Please copy each line from the entries that contains the string "approved".

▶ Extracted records
= = = = =
PR #3050, opened 2022-09-28
Fixing receipt logs

bzawisto:
## Description
This PR fixes some issues with logs attached to receipts. Evm-ds returns data as array of bytes whereas it should be exposed as hex string instead. Adding also two tests checking for generated events. 

## Backward Compatibility

### Implementation

- [X] **ready for review**

- [X] local machine test

- [ ] small-scale cloud test


tests/EvmAcceptanceTests/test/ContractInteraction.js
```diff
@@ -149,6 +149,17 @@ describe("Contract Interaction", function () {
         expect(await contract.methods.setAddress(ADDRESS).send(options)).to.be.not.null;
         expect(await contract.methods.someAddress().call()).to.be.eq(ADDRESS);
       });
+
+      it("Calling a method on a contract that generates event without parameters", async function () {
```
its-saeed, line 153: please change `it` description based on our style. we already have `Should have the event argument in returned object when arg type is uint256` `Should have the event name in returned object` and ...

valeryz:
I think we should better make evm-ds return a hex string or something. it is rather easy.

tests/EvmAcceptanceTests/test/ContractInteraction.js
bzawisto: @its-saeed Done.

bzawisto:
> 

Moved the fix from cpp to rust code.

its-saeed (approved):

CSideSteve (approved):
= = = = =
▶ EXERCISE SOLUTION
its-saeed (approved):
CSideSteve (approved):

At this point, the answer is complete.